Each file contains a single benchmark result (not multiple runs):

{
  "id": "abc-123-456",
  "platform": "node",
  "modelId": "Xenova/all-MiniLM-L6-v2",
  "task": "feature-extraction",
  "mode": "warm",
  "repeats": 3,
  "dtype": "fp32",
  "batchSize": 1,
  "device": "cpu",
  "timestamp": 1234567890,
  "status": "completed",
  "result": {
    "metrics": { ... },
    "environment": { ... }
  }
}

Behavior

Overwriting Results

Each benchmark configuration maps to a single file
New results overwrite the existing file
Only the latest result is kept per configuration
This ensures the dataset always has current data

Local vs Remote Storage

Local (JSONL): Keeps history of all runs (append-only)
Remote (JSON): Keeps only latest result (overwrite)

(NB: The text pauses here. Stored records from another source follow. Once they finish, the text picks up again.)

PR #1379, opened 2021-10-04
resolve #1372 | cohere retention time validation between backend and frontend

### LINKED ISSUE #1372: Cannot set retention time for topic greater than 7 days using hermes console
When we set 7 days, form passes validation:
image
However, when we set more than 7 days (for example 8 days), form does not pass validation:
image

This is misleading, because using API we can set more than 7 days:
```
POST /topics
{
  "name": "topicName",
  "retentionTime": {
    "duration": 14,
    "retentionUnit": "DAYS"
  },
  ...,
  
}
```
The above request ends with success :)

dominikbrandon:
This resolves issue #1372. I assumed that validation on the frontend side is the desired one and adjusted the backend one so they match. Merging this PR will make these two coherent. You can find the frontend validation [here](https://github.com/allegro/hermes/blob/fa416ab9f0c6711a1f443e76e23d38fd225cd696/hermes-console/static/partials/modal/editTopic.html#L84).

Please let me know if this should work another way. This is a simple change, I'll fix it right away.


integration/build.gradle
```diff
@@ -1,4 +1,5 @@
 repositories {
+    jcenter()
```
dominikbrandon, line 2: JBoss repository seemed to experience some issues - see [this CI run](https://github.com/allegro/hermes/runs/3793959021?check_suite_focus=true). CI passed after adding jcenter as an alternative.

piotrrzysko:
Hi, thanks for the contribution 🙂 . In general, this is a nice improvement, as it helps protect Kafka cluster from being overloaded. However, I have one concern about adding this validation. Sometimes, in emergency situations, it is necessary to set this property to a value greater than 7 days. Ideally, it would be nice to leave this possibility to admins. This approach requires a little bit more work, but I'd love to help you if you want to work on that. I'd suggest you start by looking at this class: [ManagementRights](https://github.com/allegro/hermes/blob/master/hermes-management/src/main/java/pl/allegro/tech/hermes/management/api/auth/ManagementRights.java).

dominikbrandon:
Hi @piotrrzysko thanks for your input. I've looked into that a bit and I'd like to discuss the desired solution. Basically my intention is to leverage the `javax.validation` API and its annotations, as I find it convenient that they are declared inside the data model. The other thing is - I want to avoid any solution requiring separate special method per every validation, which would be the simplest way to code that, but it doesn't scale well.

Therefore I discovered the `groups` as a part of `javax.validation` API. As far as I understand it, one may declare the constraint as such: `@Max(value = 7, groups = {NotAdmin.class})`, and then depending on the user role, execute `validator.validate(object)` when it's an admin, and `validator.validate(object, Default.class, NotAdmin.class)` otherwise. This might work, but it would require passing `SecurityContext` down to the `ApiPreconditions`.

What are your thoughts? Did you have any specific solution in mind?

piotrrzysko:
To be honest, my first thought was to add validation like:
```
if (isNotAdmin(...)) {
  validateRetentionTime(...);
}
```
inside `TopicService`, and call it in each method responsible for modifying topics. However, I agree with you that it would be more elegant and convenient to add this validation inside the data model. So let’s do it.

The only thing I would suggest is not to pass `SecurityContext` down to the `ApiPreconditions`. Instead, I would create a dedicated class that has information about the role along with username. I would do this because username (`createdBy`, `removedBy`, `modifiedBy`, etc.) is already passed to methods like `TopicService.createTopicWithSchema`, and I want to avoid adding another argument. 

WDYT?

dominikbrandon:
Sounds great, thanks. I've made this change. Please let me know what are your thoughts about this solution. I've had some trouble writing integration tests, as by default the user is an admin and I didn't know how to prepare such a test state that would make him a regular user. Therefore I based on the unit tests. If you've got any idea how to do that, I'll be happy to prepare the change.

PR #1403, opened 2021-10-20
Added endpoint and frontend button to get all clients by topic

szczygiel-m:


hermes-api/src/main/java/pl/allegro/tech/hermes/api/endpoints/AllTopicClientsEndpoint.java
```diff
@@ -0,0 +1,19 @@
...
+
+import java.util.List;
+
+import static javax.ws.rs.core.MediaType.APPLICATION_JSON;
+
+@Path("topics")
+public interface AllTopicClientsEndpoint {
+
+    @GET
+    @Produces(APPLICATION_JSON)
```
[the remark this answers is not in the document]
szczygiel-m: I get what you mean but I followed the same rules we're actually returning list of objects, e.g topics, subscriptions, offlineRetransmissionTasks etc. I think there is enough flexibility in the TopicClients itself :D

hermes-api/src/main/java/pl/allegro/tech/hermes/api/endpoints/AllTopicClientsEndpoint.java
```diff
@@ -0,0 +1,19 @@
...
+    @Path("/{topic}/clients")
+    List<String> getTopicClients(@PathParam("topic") String topic);
```
pitagoras3, line 18: What about adding this method to [TopicEndpoint](https://github.com/allegro/hermes/blob/master/hermes-api/src/main/java/pl/allegro/tech/hermes/api/endpoints/TopicEndpoint.java)? It is already registered on path `@Path("topics")` :)

hermes-management/src/main/java/pl/allegro/tech/hermes/management/config/AllTopicClientsConfiguration.java
```diff
@@ -0,0 +1,22 @@
...
+import pl.allegro.tech.hermes.domain.subscription.SubscriptionRepository;
+import pl.allegro.tech.hermes.management.domain.clients.AllTopicClientsServiceImplementation;
+
+@Configuration
+public class AllTopicClientsConfiguration {
+
+    private static final Logger logger = LoggerFactory.getLogger(AllTopicClientsConfiguration.class);
+
+    @Bean
+    @ConditionalOnMissingBean(name = "allTopicClientsService")
```
pitagoras3, line 17: Is there possibility that this bean will be missing? I think that this annotation is easily avoidable here.

hermes-management/src/main/java/pl/allegro/tech/hermes/management/config/AllTopicClientsConfiguration.java
```diff
@@ -0,0 +1,22 @@
...
+    public AllTopicClientsServiceImplementation allTopicClientsService(SubscriptionRepository subscriptionRepository) {
```
pitagoras3, line 18: Suggestion - when you're creating bean which is implementation of some interface, type of the bean should be interface which it is implementing. This is for [IoC and DI](https://www.baeldung.com/inversion-control-and-dependency-injection-in-spring). In this case, this line should look like:
```java
public AllTopicClientsService allTopicClientsService(SubscriptionRepository subscriptionRepository) {
```

hermes-management/src/main/java/pl/allegro/tech/hermes/management/config/AllTopicClientsConfiguration.java
```diff
@@ -0,0 +1,22 @@
...
+        logger.info("Creating allTopicClientsService bean");
```
pitagoras3, line 19: I think that we can skip logging bean creation :)

hermes-management/src/main/java/pl/allegro/tech/hermes/management/domain/clients/AllTopicClientsServiceImplementation.java
```diff
@@ -0,0 +1,21 @@
...
+
+    private final SubscriptionRepository subscriptionRepository;
+
+    public AllTopicClientsServiceImplementation(SubscriptionRepository subscriptionRepository) {
+        this.subscriptionRepository = subscriptionRepository;
+    }
+
+    public List<String> getAllClientsByTopic(TopicName topicName) {
+        return subscriptionRepository.listSubscriptions(topicName)
+                .stream().map(e -> e.getOwner().getId()).distinct().collect(Collectors.toList());
```
pitagoras3, line 19: Can you change `e` into `subscription` to make this lambda easier-to-read?

hermes-management/src/main/java/pl/allegro/tech/hermes/management/config/AllTopicClientsConfiguration.java
szczygiel-m: As I mentioned above this will help me to ensure that app is using the right bean.

hermes-api/src/main/java/pl/allegro/tech/hermes/api/endpoints/AllTopicClientsEndpoint.java
szczygiel-m: I would like to keep it away from TopicEndpoint, but I have changed the path to be unique, like it is for example in [SchemaEndpoint](https://github.com/allegro/hermes/blob/master/hermes-api/src/main/java/pl/allegro/tech/hermes/api/endpoints/SchemaEndpoint.java)

faderskd (approved):

hermes-management/src/main/java/pl/allegro/tech/hermes/management/domain/clients/AllTopicClientsService.java
```diff
@@ -0,0 +1,10 @@
+package pl.allegro.tech.hermes.management.domain.clients;
+
+import pl.allegro.tech.hermes.api.TopicName;
+
+import java.util.List;
+
+public interface AllTopicClientsService {
```
faderskd, line 7: [not so important] Do we need this interface if its has only one implementation ? Then you will not need to create names like `AllTopicClientsServiceImplementation`

szczygiel-m: I would like to change the implementation in our internal infrastructure, so it would be nice to have this interface

piotrrzysko: I guess the interface is here to inject an internal implementation (for example to return emails fetched from an internal system instead of owner ids). However, I agree that `AllTopicClientsServiceImplementation` could be named more descriptively - in my opinion something like `DefaultAllTopicClientsService` or `OwnerIdBasedAllTopicClientsService` would be better.

szczygiel-m: That's correct, thanks. I renamed `AllTopicClientsServiceImplementation` to `DefaultAllTopicClientsService`.

piotrrzysko (approved):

This dual approach allows:

Local: Full history for analysis
Remote: Clean, current results for leaderboards

Failed Benchmarks

Failed benchmarks are also uploaded to track:

Which models/configs have issues
Error types (memory errors, etc.)
Environmental context

Example failed result:

{
  "id": "def-456-789",
  "status": "failed",
  "error": "Benchmark failed with code 1: ...",
  "result": {
    "error": {
      "type": "memory_error",
      "message": "Aborted(). Build with -sASSERTIONS for more info.",
      "stage": "load"
    },
    "environment": { ... }
  }
}

Git Commits

Each upload creates a git commit in the dataset with:

Update benchmark: Xenova/all-MiniLM-L6-v2 (node/feature-extraction)

Benchmark ID: abc-123-456
Status: completed
Timestamp: 2025-10-13T06:48:57.481Z

Disabling Upload

To disable HF Dataset upload:

Remove HF_TOKEN from .env, or
Remove both HF_DATASET_REPO and HF_TOKEN

The server will show:

📤 HF Dataset upload disabled (set HF_DATASET_REPO and HF_TOKEN to enable)

Error Handling

If HF upload fails:

The error is logged but doesn't fail the benchmark
Local storage still succeeds
You can retry manually or fix configuration

Example error:

✗ Failed to upload benchmark abc-123 to HF Dataset: Authentication failed

API Endpoint (Future)

Currently uploads happen automatically. In the future, we could add:

# Manually trigger upload of a specific result
POST /api/benchmark/:id/upload

# Re-upload all local results to HF Dataset
POST /api/benchmarks/sync

Development vs Production

Use different dataset repositories for development and production:

Development (.env):

HF_DATASET_REPO=whitphx/transformersjs-performance-leaderboard-results-dev

Production (deployed environment):

HF_DATASET_REPO=whitphx/transformersjs-performance-leaderboard-results

This allows testing without polluting production data.